5. Complications by approach: Transurethral vs. Percutaneous
- Transurethral (TUCL): Associated with a higher risk of urethral trauma and subsequent stricture formation. For large stones, TUCL can be more time-consuming as fragments must be small enough to pass through the urethra.
- Percutaneous (PCCL): Offers a direct trajectory for large-bore instruments, reducing the risk of urethral injury. However, it introduces risks specific to abdominal access, such as suprapubic site leakage and potential injury to adjacent abdominal organs.
6. Complications in special populations
- Pediatric Patients: These patients are at a higher risk for urethral complications. PCCL is often preferred for stones >1 cm to protect the delicate pediatric urethra.
- Reconstructed/Augmented Bladders: Access is more complicated due to the risk of injury to the mesentery or the reconstructed bowel segment. These patients require longer postoperative catheterization to allow the reservoir to heal.
- Exstrophy–Epispadias Complex (EEC): This population has attenuated fascia and is highly vulnerable to mucosal violations, making minimally invasive percutaneous approaches safer for avoiding postoperative fistulas compared to open surgery.
7. Clavien-Dindo grading of complications
Medical literature uses the Clavien-Dindo system to standardize the reporting of surgical complications:
- Grade I: Minor complications like transient fever or self-limited hematuria.
- Grade II: Complications requiring pharmacological treatment, such as a fever >38°C treated with antibiotics.
- Grade III: Complications requiring surgical, endoscopic, or radiological intervention, such as ongoing hemorrhage necessitating operative clot evacuation.
Read: What is Cystolitholapaxy?
8. How to minimize complication risk
- Preoperative Imaging: Utilizing CT scans helps define the anatomy and ensure a safe percutaneous access window, particularly to avoid bowel injury.
- Direct Vision Guidance: Performing the percutaneous puncture under cystoscopic or ultrasound guidance significantly reduces the risk of injuring the posterior bladder wall or the rectum.
- Infection Control: Administering prophylactic antibiotics within one hour of the procedure is standard practice.

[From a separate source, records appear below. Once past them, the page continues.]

PR #388, opened 2026-06-02
feat(gateway): UDS bootstrap registrar + proof-of-possession (#343 phase 2)

kriscendobot:
## Summary

Phase 2 of the Endo Gateway implementation stack (PR #343). Implements **Feature 4 — UDS bootstrap for local CapTP relay registration** from `designs/gateway-package.md`: the semantic core of the gateway's UDS / named-pipe bootstrap channel (the `GatewayBootstrap` exo, the proof-of-possession nonce registry, the registration table, and a Node-backed crypto-powers adapter).

The dispatch directive picked Feature 4 from Phase 2 of the design (Features 1+4+7) because it is foundational to Features 6 (public CapTP relay), 7 (admin daemon), and several others that hang off the registration flow. Features 1 and 7 follow as separate phases in the stack.

### Exos

- **`GatewayBootstrap`** with `challenge`, `register`, `registerRelay`, `getBindAddress`, `getApps`.
- **`Registration`** handle with `publishWeblet`, `unpublishWeblet`, `addPublicKey`, `deregister`, `listWeblets`, `listPublicKeys`.

Both authored via `makeExo` + `M.interface` per `project/CLAUDE.md` § Exo and Interface Authoring, so CapTP introspection (`__getMethodNames__`) works out of the box.

### Proof-of-possession discipline

- Domain-separated challenge: caller signs `sha256(b"endo-gateway:registrar:nonce" || nonce)`, not the bare nonce. Pinned in a regression test so the literal cannot drift silently.
- 32-byte fresh nonce per challenge; 30-second TTL; single-use; opportunistic sweep on every issue/verify.
- Signature verification happens **before** nonce consumption: a bad signature on a valid nonce does not turn into a denial of service against the legitimate registrant racing with an attacker.
- Constant-time byte comparison helper exposed for callers that need it.
- Indistinguishable "unknown or already-consumed" vs "never issued" error responses, so an attacker cannot use the registrar as a partial oracle.

### Platform-agnostic + Node adapter

- `CryptoPowers` interface (`randomBytes`, `sha256`, `verifyEd25519`) is the only thing the bootstrap touches; the module never imports `node:crypto` directly, so the same code composes under SES, XS, and browser bundles.
- Node-backed adapter at `src/node-crypto-powers.js` provides the Node implementation; an Endor / browser embedder ships its own.
- `generateNodeEd25519Keypair` helper for tests and turnkey-Node bootstrap.

### Path resolution

`src/uds-paths.js` covers the platform matrix:

| Mode | Platform | Path |
|------|----------|------|
| system | linux | `/run/endo-gateway/bootstrap.sock` |
| user | linux (XDG) | `${XDG_RUNTIME_DIR}/endo-gateway/bootstrap.sock` |
| user | darwin | `${HOME}/Library/Application Support/Endo/endo-gateway/bootstrap.sock` |
| user | linux (no XDG) | `${TMPDIR}/endo-${USER}/endo-gateway/bootstrap.sock` |
| any | win32 | `\\.\pipe\endo-gateway` |

`ENDO_GATEWAY_BOOTSTRAP_SOCK` overrides verbatim.

### `makeGateway` wiring

`getBootstrap()` accessor: returns the bootstrap exo when `udsBootstrap` is enabled, throws a clear error otherwise. Misconfigured `udsBootstrap: true` without `powers.crypto` or `powers.clock` is a startup-time error rather than a silent no-op.

## Wire shape

Byte-shaped fields (`publicKey`, `nonce`, `signature`, `hashedNonce`) cross the exo boundary as **immutable `ArrayBuffer`** per the `@endo/bytes` convention. Typed arrays cannot be frozen and so are not passable through `@endo/marshal` / `@endo/patterns`; immutable `ArrayBuffer` is the canonical cross-realm byte shape and is the shape `packages/ocapn` already uses for keys, signatures, and IDs. The internal in-realm API also accepts `Uint8Array` (where the pattern checker is not in the picture) so embedders that hand the bootstrap to direct callers do not have to convert.

## Deferred

- The actual UDS / named-pipe listener that serves the bootstrap exo to incoming CapTP connections (alongside CapTP-over-netstring framing reuse from `packages/daemon/src/connection.js`).
- Features 1, 3, 5, 6, 7, 8, 9, 10.

## Files

| File | Role |
|------|------|
| `packages/gateway/src/bootstrap.js` | `GatewayBootstrap` + `Registration` exos. |
| `packages/gateway/src/proof-of-possession.js` | Nonce registry + domain-separated hashing + constant-time comparison. |
| `packages/gateway/src/uds-paths.js` | UDS / named-pipe path resolver. |
| `packages/gateway/src/node-crypto-powers.js` | Node-backed `CryptoPowers` + `generateNodeEd25519Keypair`. |
| `packages/gateway/index.js` | `getBootstrap()` accessor; ties bootstrap into `makeGateway`. |
| `packages/gateway/test/bootstrap.test.js` | 27 tests for the bootstrap exo. |
| `packages/gateway/test/proof-of-possession.test.js` | 26 tests for the nonce registry and helpers. |
| `packages/gateway/test/uds-paths.test.js` | 14 tests for path resolution. |
| `packages/gateway/test/gateway.test.js` | 8 new tests + minor refactor for default-powers helper. |
| `packages/gateway/package.json` | Adds `@endo/bytes` workspace dependency; new `exports` entries. |
| `packages/gateway/README.md` | Phase-2 status section + bootstrap usage example. |
| `.changeset/endo-gateway-bootstrap-registrar.md` | Minor-bump changeset. |

## Test plan

- [x] `yarn ava` in `packages/gateway` (127 tests, all passing — up from 52 in Phase 1).
- [x] `yarn lint` clean (0 errors; 27 pre-existing-shape warnings).
- [x] `yarn lint:types` (`tsc`) clean.
- [x] `yarn format` ran; prettier-clean.
- [x] `yarn.lock` lands in its own `chore:` commit per `yarn-lock-separate-commit`.

### Regression-evidence highlights

Each load-bearing security property has a regression test that fails if the property is dropped:

- Domain-separation literal: pinned in `proof-of-possession.test.js` § "NONCE_DOMAIN_SEPARATION_PREFIX is the documented literal".
- Domain-separation effect: "hashNonceForSigning incorporates the domain-separation prefix" verifies the prefixed hash is distinct from the bare nonce hash.
- Single-use: "verifyAndConsume rejects a second use" and "register rejects a replay of the same nonce".
- Foreign-key rejection: "register rejects a signature under a foreign key" verifies one local user cannot register another's public key.
- Nonce TTL: "verifyAndConsume rejects an expired nonce" with a deterministic fake clock.
- No-DoS on bad signatures: "verifyAndConsume does not consume the nonce on a bad signature" verifies the legitimate registrant can still consume after a forged attempt.

## Stack

This PR's base is the head of **#343** (Phase 1). When PR #343 moves, this PR's base must rebase. When this PR moves, every PR stacked above it must rebase.

The full stack:

1. **#343** — Phase 1 (skeleton, Features 2 + 8 design): merged into base.
2. **THIS PR** — Phase 2, Feature 4 (UDS bootstrap registrar). Base: `design/gateway-package`.
3. Future — Phase 3, Feature 7 (admin daemon) or Feature 1 (Chat + resource ledger). Base: this PR.
4. Future — additional features, each stacked on the prior.

## Restacking discipline (recorded on every PR in the stack)

Changes in lower PRs (closer to master) propagate upward: when a lower PR's head advances, every PR above it in the stack rebases onto the new base. The liaison or a weaver dispatches the rebase chain.

## Architectural choice for maintainer confirmation

**Immutable `ArrayBuffer` on the wire.** The design's code examples named `Uint8Array` for `publicKey`, `proofOfPossession`, etc., but typed arrays cannot be frozen and so are non-passable through `@endo/marshal` / `@endo/patterns`. I switched the wire shape to immutable `ArrayBuffer` per the `@endo/bytes` convention. This matches what `packages/ocapn` already uses and is the canonical cross-realm byte shape. If the maintainer would prefer the design text be updated to name `ArrayBuffer` explicitly, please surface and I (or a follow-on designer) will update.

**Bootstrap listener deferred to a follow-on PR.** Phase 2's `getBootstrap()` returns the exo to in-realm embedders directly; the UDS / named-pipe socket and CapTP-over-netstring framing land separately, parallel to the HTTP/WS surface deferral in Phase 1. The semantic-core-first / network-surface-later pattern matches Phase 1's framing.


.changeset/endo-gateway-bootstrap-registrar.md
kriskowal, line 1: No changesets needed on changes destined for the llm branch.

packages/gateway/src/bootstrap.js
```diff
@@ -0,0 +1,564 @@
...
+ *   `ArrayBuffer` on the wire; the bootstrap also accepts
+ *   `Uint8Array` on in-realm calls.
+ * @property {ArrayBuffer | Uint8Array} publicKey 32-byte raw
+ *   Ed25519 public key.
+ * @property {ArrayBuffer | Uint8Array} nonce The unhashed nonce
+ *   returned by a preceding `challenge()` call; one nonce per
+ *   public key.
+ * @property {ArrayBuffer | Uint8Array} signature 64-byte Ed25519
+ *   signature of the hashed nonce under the new public key.
+ */
```
kriskowal: Generally prefer to implement typedefs in `types.d.ts`. Please dispatch a message to the gardener and/or a builder to improve the style guide.

packages/gateway/src/bootstrap.js
```diff
@@ -0,0 +1,564 @@
...
+
+/**
+ * @typedef {object} RegistrationArgs Args to
+ *   `GatewayBootstrap.register`.
+ * @property {ArrayBuffer | Uint8Array} publicKey
+ * @property {ArrayBuffer | Uint8Array} nonce
+ * @property {ArrayBuffer | Uint8Array} signature The
```
kriskowal: Prefer Uint8Array<ArrayBuffer> strictly.

packages/gateway/src/bootstrap.js
```diff
@@ -0,0 +1,564 @@
...
+  }
+  const length =
+    candidate instanceof Uint8Array ? candidate.length : candidate.byteLength;
+  if (length !== expectedLength) {
+    throw makeError(
+      X`${q(fieldName)} must be ${q(expectedLength)} bytes, got ${q(length)}`,
+    );
+  }
+  return candidate;
+};
```
kriskowal: Name is overbroad. Consider checkBytesLength or checkBytesShape. Applies to methods below, as well.

packages/gateway/src/bootstrap.js
```diff
@@ -0,0 +1,564 @@
...
+
+/**
+ * Render a public key as lowercase hex; used as a registration key.
+ * Accepts either an immutable `ArrayBuffer` (wire shape) or a
+ * `Uint8Array` (internal use); copies the immutable case via
+ * `bytesFromImmutable` so byte indexing works either way.
+ *
+ * @param {ArrayBuffer | Uint8Array} bytes
```
kriskowal, line 175: Please favor Uint8Array at the interface throughout this module.

packages/gateway/src/bootstrap.js
```diff
@@ -0,0 +1,564 @@
...
+          if (entry.deregistered) {
+            return;
+          }
+          entry.deregistered = true;
+          for (const key of entry.publicKeys) {
+            registrationsByKey.delete(publicKeyToHex(key));
+          }
+          entry.weblets.clear();
+          allRegistrations.delete(entry);
+        },
```
kriskowal, line 305: Consider using the `cancelled` promise pattern and obliging a daemon to maintain a CapTP connection for the lifetime of their registration. That way, a detached CapTP connection will automatically collect itself.

packages/gateway/src/bootstrap.js
```diff
@@ -0,0 +1,564 @@
...
+            publicKeys: entry.publicKeys,
+            weblets: harden([...entry.weblets.values()]),
+            relayTarget: /** @type {any} */ (entry).relayTarget,
+            daemon: entry.daemon,
+          }),
+        );
+      }
+    }
+    return harden(entries);
+  };
```
kriskowal: Consider `listRegisteredPeers`.

packages/gateway/src/node-crypto-powers.js
```diff
@@ -0,0 +1,214 @@
...
+ *
+ * @param {ArrayBuffer | Uint8Array} input
+ * @returns {Uint8Array}
+ */
+const asNodeBytes = input => {
+  if (input instanceof Uint8Array) {
+    return input;
+  }
+  return bytesFromImmutable(input);
+};
```
kriskowal, line 61: Should not be necessary if we use Uint8Array as a lingua franca.

packages/gateway/src/node-crypto-powers.js
```diff
@@ -0,0 +1,214 @@
...
+          keyObject,
+          asNodeBytes(signature),
+        );
+      } catch (err) {
+        // A malformed public key (wrong length, non-DER) or a
+        // signature of the wrong shape lands here; the contract
+        // says we return false rather than throw, so callers see a
+        // uniform "did not verify" rejection.
+        return false;
+      }
```
kriskowal: Are we sure that this covers all emissible classes of error for the try block? RangeError can occur at any time for OOM.

packages/gateway/src/proof-of-possession.js
```diff
@@ -0,0 +1,391 @@
...
+ * @param {Uint8Array} bytes
+ * @returns {string}
+ */
+const toHex = bytes => {
+  let hex = '';
+  for (let i = 0; i < bytes.length; i += 1) {
+    hex += bytes[i].toString(16).padStart(2, '0');
+  }
+  return hex;
+};
```
kriskowal: Use the `@endo/hex` package.

packages/gateway/src/proof-of-possession.js
```diff
@@ -0,0 +1,391 @@
...
+  for (let i = 0; i < av.length; i += 1) {
+    // Constant-time byte comparison: bitwise OR over byte XORs.
+    // The constant-time property is the whole point of this
+    // helper; the `no-bitwise` rule is appropriately suppressed.
+    // eslint-disable-next-line no-bitwise
+    diff |= av[i] ^ bv[i];
+  }
+  return diff === 0;
+};
+harden(constantTimeEqual);
```
kriskowal, line 162: Consolidate into `@endo/bytes/constant-time-equals.js`

packages/gateway/src/proof-of-possession.js
```diff
@@ -0,0 +1,391 @@
...
+   * single-host registry, not a public service.
+   */
+  const sweep = () => {
+    const now = clock.now();
+    for (const [key, expiresAt] of pending) {
+      if (expiresAt <= now) {
+        pending.delete(key);
+      }
+    }
+  };
```
kriskowal, line 223: We can rely on insertion order and monotonically increasing time for the map, so can break early.

packages/gateway/src/uds-paths.js
```diff
@@ -0,0 +1,216 @@
...
+/**
+ * @typedef {object} BootstrapPathInfo
+ * @property {string} home Home directory for fallback resolution.
+ * @property {string} user User name for fallback resolution.
+ * @property {string} temp Temp directory for fallback resolution.
+ */
+
+/**
+ * @typedef {object} BootstrapPathResolution
+ * @property {string} path The resolved socket / pipe path.
```
kriskowal: Again about using `types.d.ts` instead of typedefs. Remember to use `@import`. Dispatch gardener to carve out a juror for this verification. Consider creating a scripted skill that looks for occurrences of `@typedef`.

packages/gateway/src/sock-paths.js
kriskowal, line 1: Fold this into `@endo/where`.

kriskowal (changes requested):
Let’s avoid the initialism UDS, preferring “sock”. The “sock” may either be implemented as a UNIX domain socket or Windows named pipe depending on the platform, as with the Endo Daemon.

packages/gateway/src/node-crypto-powers.js
```diff
@@ -0,0 +1,217 @@
...
+ *
+ * @param {Uint8Array} rawPublicKey
+ * @returns {crypto.KeyObject}
+ */
+const publicKeyObjectFromRaw = rawPublicKey => {
+  const der = new Uint8Array(ED25519_SPKI_PREFIX.length + rawPublicKey.length);
+  der.set(ED25519_SPKI_PREFIX, 0);
+  der.set(rawPublicKey, ED25519_SPKI_PREFIX.length);
+  return crypto.createPublicKey({
+    key: Buffer.from(der.buffer, der.byteOffset, der.byteLength),
```
kriskowal: Can we use a typed array instead?

kriskowal (commented):
Please reopen and refresh, or remind me why this is closed. It’s at the bottom of an impacted stack.

packages/gateway/src/node-crypto-powers.js
kriscendobot: Done in `c709a4d7`. Both `publicKeyObjectFromRaw` and `privateKeyObjectFromRaw` now pass the assembled `Uint8Array` DER straight to `crypto.createPublicKey`/`createPrivateKey` instead of re-wrapping it in a `Buffer.from(der.buffer, …)` view, and the `/* global Buffer */` dependency is gone.

`node:crypto` accepts any `TypedArray` for a DER `key` at runtime (verified). The one wrinkle: `@types/node` (through v25.6) still types the object-form `key` field as `string | Buffer`, so each call site carries a one-line documented cast (`/** @type {Buffer} */ (der)`). All 125 gateway tests pass.

<sub>model <code>claude-opus-4-8</code> · harness <code>claude</code> · garden <a href="https://github.com/kriskowal/garden/commit/87ccd70ab6f9e4504e8802b40f381bc0df927b5b"><code>87ccd70a</code></a></sub>

.changeset/endo-gateway-bootstrap-registrar.md
kriscendobot: Addressed in 3bf4efa0cc: the llm-bound changeset was removed.

packages/gateway/src/bootstrap.js
kriscendobot: Addressed in 76121aa695: the gateway bootstrap types now live in `src/types.ts`, and the JavaScript modules use top-of-file `@import` declarations. The garden-side convention is already encoded by commits 3d918054a (builder directive and typist juror) and 33a6994ef (the narrow `typedefs-belong-in-dts` deterministic probe).

packages/gateway/src/bootstrap.js
kriscendobot: Investigated, but not applied at the Exo boundary. A strict `Uint8Array<ArrayBuffer>` conversion typechecked, then 22 gateway tests failed before method entry because `makeExo` / `@endo/patterns` rejects mutable typed arrays: `Cannot pass mutable typed arrays like "[Uint8Array]"`. The immutable `ArrayBuffer` wire shape remains necessary unless the Exo/passability design changes.

packages/gateway/src/bootstrap.js
kriscendobot: Addressed in 3bf4efa0cc: the helper and its call sites are now named `checkBytesLength`.

packages/gateway/src/bootstrap.js
kriscendobot: Investigated across the module, but not applied at the Exo interface. The strict `Uint8Array` experiment passed TypeScript and failed 22 runtime tests at the `makeExo` guard before method entry because mutable typed arrays are not passable. The implementation continues to convert immutable `ArrayBuffer` wire values to `Uint8Array` internally.

packages/gateway/src/bootstrap.js
kriscendobot: Addressed in ef442bab97. Daemon registration now requires a CapTP connection `cancelled` promise, and settlement automatically deregisters and releases its keys and weblets. Regression tests cover the required promise and automatic cleanup.

packages/gateway/src/bootstrap.js
kriscendobot: Addressed in 3bf4efa0cc: the diagnostic accessor and its tests now use `listRegisteredPeers`.

packages/gateway/src/node-crypto-powers.js
kriscendobot: Retained as the boundary bridge after testing the prerequisite. `makeExo` rejects mutable `Uint8Array` arguments before method entry, so wire values must remain immutable `ArrayBuffer`; `asNodeBytes` is still needed to recover a Node-friendly typed array internally. Commit 328b6422c2 separately removes the unnecessary `Buffer.from(...)` wrapper when assembling DER keys.

packages/gateway/src/node-crypto-powers.js
kriscendobot: Addressed in 3bf4efa0cc. The verification operation is wrapped by an unconditional `catch`, so every JavaScript error class emitted by the try block—including `RangeError`—takes the uniform `false` path.

packages/gateway/src/proof-of-possession.js
kriscendobot: Addressed in 3bf4efa0cc: the local hex encoder was replaced with `encodeHex` from `@endo/hex`.

packages/gateway/src/proof-of-possession.js
kriscendobot: Addressed in 038b004cf9: the constant-time comparison now lives at `@endo/bytes/constant-time-equals.js`, with package-level regression tests, and gateway imports it.

packages/gateway/src/proof-of-possession.js
kriscendobot: Addressed in 3bf4efa0cc: the sweep now breaks at the first unexpired entry, relying on insertion order and monotonically increasing expiration times.

packages/gateway/src/uds-paths.js
kriscendobot: Addressed in 76121aa695: these declarations moved to checked `src/types.ts`, with `@import` at JavaScript use sites. The garden-side verification already exists in commits 3d918054a (typist juror and builder directive) and 33a6994ef (a deliberately narrow scripted probe that avoids flagging legitimate module-private typedefs).

packages/gateway/src/sock-paths.js
kriscendobot: Addressed in c2c29fe427. The duplicate gateway resolver, export, and tests were removed; gateway documentation now directs callers to `whereEndoGatewayRegistrarSock` from `@endo/where`.

packages/gateway/src/node-crypto-powers.js
kriscendobot: Addressed on the refreshed branch in 328b6422c2. The assembled DER `Uint8Array` is passed directly to Node's key constructors; the prior `Buffer.from(der.buffer, ...)` view is gone. The documented cast remains only for the narrower `@types/node` declaration.

kriskowal (commented):
Please post a job to rebase this when #475 lands and adjust the passable byte array idioms accordingly.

- Recurrence Prevention: Regular bladder irrigations with saline are instructed for patients with reconstructed bladders to evacuate debris and reduce stone recurrence.
9. When to seek immediate medical attention
Patients should contact their surgical team immediately if they experience any of the following warning signs:
- Significant Bleeding: Heavy blood in the urine or through the suprapubic tract.
- High Fever: A temperature >38°C which may indicate a UTI or sepsis.
- Acute Abdominal Pain or Distention: This can be a sign of a missed bladder perforation or leakage of irrigation fluid into the abdominal cavity.
- Persistent Leakage: Continual urine leakage from the skin incision site after the catheter is removed.